We will generate random phyloranks for each gene as integers.

gene_names <- pbmc_small |> rownames()
example_phylorank_sc <- 
    setNames(sample(1:10, length(gene_names), replace = TRUE), gene_names) |>
    as.factor()

example_phyex_set_sc <- 
    myTAI::ScPhyloExpressionSet_from_seurat(
        pbmc_small,
        strata = example_phylorank_sc)

Example of a downstream analysis

Here, we will go a bit deeper and cluster the pbmc_small object before integrating this to the myTAIv2 workflow.

# example workflow to cluster the single cell data
pbmc_small <- Seurat::NormalizeData(pbmc_small)
pbmc_small <- Seurat::FindVariableFeatures(pbmc_small, selection.method = "vst", nfeatures = 20)
pbmc_small <- Seurat::ScaleData(pbmc_small)
pbmc_small <- Seurat::RunPCA(pbmc_small, features = VariableFeatures(object = pbmc_small))
pbmc_small <- Seurat::FindNeighbors(pbmc_small, dims = 1:10)
pbmc_small.cluster <- Seurat::FindClusters(pbmc_small, resolution = 0.8)

## Modularity Optimizer version 1.3.0 by Ludo Waltman and Nees Jan van Eck
## 
## Number of nodes: 80
## Number of edges: 2352
## 
## Running Louvain algorithm...
## Maximum modularity in 10 random starts: 0.4014
## Number of communities: 2
## Elapsed time: 0 seconds

example_phyex_set_sc.cluster <- 
    myTAI::ScPhyloExpressionSet_from_seurat(
        seurat = pbmc_small.cluster,
        strata = example_phylorank_sc)

Now we have the ScPhyloExpressionSet object,

example_phyex_set_sc.cluster

… which you can now plot!

myTAI::plot_signature(example_phyex_set_sc.cluster)

## Warning: Using `size` aesthetic for lines was deprecated in ggplot2 3.4.0.
## ℹ Please use `linewidth` instead.
## ℹ The deprecated feature was likely used in the myTAI package.
##   Please report the issue at <https://github.com/drostlab/myTAI/issues>.
## This warning is displayed once every 8 hours.
## Call `lifecycle::last_lifecycle_warnings()` to see where this warning was
## generated.

## Computing: [========================================] 100% (done)

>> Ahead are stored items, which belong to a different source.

PR #1263, opened 2019-07-18
Support querying files by contained text

ptrNine:
ODF files also supported via odt2txt

### DIFF
--- a/libcaja-private/caja-query.c
+++ b/libcaja-private/caja-query.c
@@ -39,6 +39,7 @@ struct CajaQueryDetails
     GList *tags;
     gint64 timestamp;
     gint64 size;
+    char *contained_text;
 };
 
 static void  caja_query_class_init       (CajaQueryClass *class);
@@ -484,4 +485,15 @@ void caja_query_set_size(CajaQuery *query, gint64 size)
 gint64 caja_query_get_size(CajaQuery *query)
 {
     return query->details->size;
+}
+
+void caja_query_set_contained_text (CajaQuery *query, const char *text)
+{
+    g_free (query->details->contained_text);
+    query->details->contained_text = g_strdup (text);
+}
+
+char *caja_query_get_contained_text (CajaQuery *query)
+{
+    return g_strdup (query->details->contained_text);
 }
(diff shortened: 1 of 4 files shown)


ptrNine:
There was a mistake with mime-types. I used `g_content_type_equals` with `"text/plain"`. But content type of text files may be different (`"text/x-c"` for C files, `"text/x-diff"` for diff files, etc.)
Now used `g_content_type_is_mime_type` with `"text/plain"`. That matches all text files.
I had the same problem before that fix. Now all works fine.

lukefromdc:
Out of time today, will have to retest tomorrow at the earliest

raveit65:
Steps to reproduce the issue?
Steps to reproduce the PR?

lukefromdc:
This is a new feature: adding the ability to search files for contained text in Caja's search function as you can in mate-search-tool

lukefromdc:
I just looked over the memory management, matching up new dynamically allocated variables to g_free statements, we should be OK on that assuming I didn't miss anything.

raveit65:
I created a file `test` with the content `sex sells`
But search with `sex sells`, `sells` or `sex` doesn't find this file.
Please provide detailed `steps to test` if you want that i spend more of my spare time to review your PR.

lukefromdc:
The overall UI is a pain to use, the text string to use goes in the box labelled "matches files that contain specified text. The problem is the top  "search:" entry also exists and is very confusing. Ideally when using additional options that would be somehow cleared up

raveit65:
Ok, now it works.
I would really like to see some more explanation from author how to use it.
Than our user-guide can be updated by @mate-desktop/documentation-team

raveit65:
@ptrNine ^^^^^^^

ptrNine:
@raveit65 
For using search by contained text you should:

1. Enable search by clicking on the magnifier sign (or CTRL + F);
2. Run search for any text for enabling  'Search results' bar;
3. Add row by clicking '+' and select 'Contained text' in the combo box;
4. Enter search text in the label and click 'Reload'.

It works for all text files. 
ODF files (Texts, Presentations, Sheets) also supported if you have odt2txt on your system. odt2txt is a simple converter from ODF to plain text available on many repositories. Basically you should simply install odt2txt package for enabling ODF files search.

plot signature function output for single cell

This example used an example Seurat object with a mock phylorank dataset (random gene age assignment) and an example workflow. In practice, you will have to follow the best standards for single cell RNA-seq data analysis, including quality control, normalisation, and clustering steps. And assign real phylorank information to the genes in your dataset (to do this, see the phylostratigraphy vignette).

Summary

In this section, we have learned how to create BulkPhyloExpressionSet and ScPhyloExpressionSet objects from raw gene expression data and phylorank information. This object is essential for performing evolutionary transcriptomics analyses using the myTAI package, and provides a structured way to store and manipulate evolutionary transcriptomics data, making it easier to perform various analyses and visualisations.